O debate sobre identidade do futebol brasileiro efervesceu novamente, é claro; e, como tudo o que diz respeito ao Brasil, é coisa difícil. Mas não deixa de ser curioso o rumo em que a conversa se meteu: o problema agora não é mais se os predicados propostos dão conta do conceito, ou, se os elementos que constituem a tal identidade foram postos de maneira coerente, sendo tais elementos na medida do possível suficientes, definidores e explicativos da “forma brasileira de jogar”; a própria possibilidade de se falar em identidade é a questão.
E o motivo dessa dificuldade está na realidade evidente da diversidade. A diversidade existe. No caso brasileiro, a diversidade salta aos olhos na sua expressão cultural, artística, linguística e, para nosso interesse, na forma de se jogar futebol. Podemos dizer, por exemplo, de uma escola gaúcha, nordestina ou carioca, e cada uma delas com suas especificidades, daí que muitos argumentam que já não se pode falar em jeito brasileiro de jogar, porque afinal há muitos “Brasis”. Assim – pensa-se – há inúmeras escolas; cada treinador treina de um jeito; cada time histórico no Brasil é único; o Brasil de 70 não tem nada a ver com o Brasil de 94.
O problema desse pensamento não está na afirmação da diversidade – antes, afirmamos também a diversidade. Mas a negação da identidade é que se constitui o erro, como se tivéssemos que excluir uma para assumir a outra. Mais do que isso: todo conceito e toda atividade racional-intelectiva não é outra coisa senão abstração da identidade do diverso. Achar o idêntico e criar o conceito é uma atividade natural do pensamento. É a própria forma da inteligência operar.
É por isso que Tales de Mileto é o primeiro a ser chamado filósofo. Não é por sua tese de que tudo vem da água ser próxima da realidade, mas porque marca a forma de um tipo de pensamento, científico e racional: que existe uma elemento imutável e idêntico na diversidade dos fatos (No caso dele, a água). Existe algo que permanece em meio às diferenças.Tudo o que se nos apresenta é assim diverso, dinâmico, mutável; o que a inteligência faz é buscar em tudo isso a identidade.
De fato, há uma variedade e diversidade na forma de se jogar futebol no Brasil. A seleção de 70 é uma coisa, a de 94, outra. Não estamos dizendo que não há diversidade. Dizemos, todavia, que também há identidade. Que nos dois times existem elementos parecidos, que há algo que se abstrai dos dois e falamos: “tanto esse quanto aquele tem isso”. Esse “isso” é a marca que define o conceito – Assim nasce até o conceito de árvore, já que cada árvore só pode ser igual a ela mesma (!). Assim também nasce o conceito de homem, de mulher, e por causa disso também que se pode falar em “futebol brasileiro”.
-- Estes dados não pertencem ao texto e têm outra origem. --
PR #874, opened 2026-07-22
fix: scope handoff brief repositories

### LINKED ISSUE #869: fix: scope handoff-brief work context to the vessel's repositories
## What to build

From PR #867 review (second round): `handoff_crew_brief` (crates/flotilla-core/src/in_process.rs) builds its work-context repository list from **all** of `convoy.spec.repositories`, while the initial-dispatch path (vessel reconciler) scopes it to the vessel's `requirement.repository_refs` subset. On a multi-repo convoy with a repo-scoped vessel, initial and handoff briefs for the same vessel disagree about which repositories are in play.

Thread the per-vessel repository scope into the handoff path: `crew_handoff_internal` already has the workflow-snapshot `task` in scope, so `requirement.repository_refs` (with the same fall-back-to-all-when-unspecified rule as the reconciler) can be passed to `handoff_crew_brief` without touching `ResolvedCrewContext`.

## Acceptance criteria

- [ ] A handoff brief for a repo-scoped vessel lists the same repositories as its initial-dispatch brief
- [ ] Unscoped vessels keep the all-repositories behavior
- [ ] Behavior test covers the scoped case through the handoff path

## Blocked by

None — can start immediately.

## Context

PR #867 (which first wired `append_convoy_work_context` into the handoff path); the scoping rule lives in the vessel reconciler around its `repository_refs` resolution.

rjwittams:
## What changed

- Threaded the workflow vessel repository scope into handoff brief generation.
- Kept the existing fallback-to-all behavior when a vessel has no explicit repository scope.
- Added handoff-path behavior coverage for scoped and unscoped multi-repo convoy briefs.

## Why

Initial dispatch already scopes repository work context to `requirement.repository_refs`, but handoff briefs rebuilt that section from every snapshotted convoy repository. That made briefs for the same repo-scoped vessel disagree after a handoff.

## Validation

Closes #869

### DIFF
--- a/crates/flotilla-core/src/in_process.rs
+++ b/crates/flotilla-core/src/in_process.rs
@@ -4536,13 +4536,13 @@ impl InProcessDaemon {
             .enumerate()
             .find(|(_, process)| process.role == target && target != context.caller_role)
             .ok_or_else(|| crew_handoff_address_error(target, &context.vessel))?;
+        let CrewSource::Agent { selector, prompt } = &process.source else {
+            return Err(format!("crew target `{target}` is a tool process and cannot receive a handoff"));
+        };
         let repository_refs = task
             .repository_refs
             .clone()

Se não posso falar em futebol brasileiro porque o futebol nordestino é diferente do carioca, então não posso falar de maneira nenhuma em brasilidade sob qualquer aspecto, seja a música seja a literatura ou qualquer expressão artística e cultural. Esse tipo de coisa não é difícil de admitir. Todos nós crescemos com Galvão Bueno falando de escola italiana, escola inglesa e escola espanhola de se jogar futebol. Não há nada mais natural do que pensar nas heranças, nas características que marcaram cada seleção durante a história. Nessa história toda está a história do Brasil, marcado pelo “jogo bonito”, pela autonomia e brilho individual.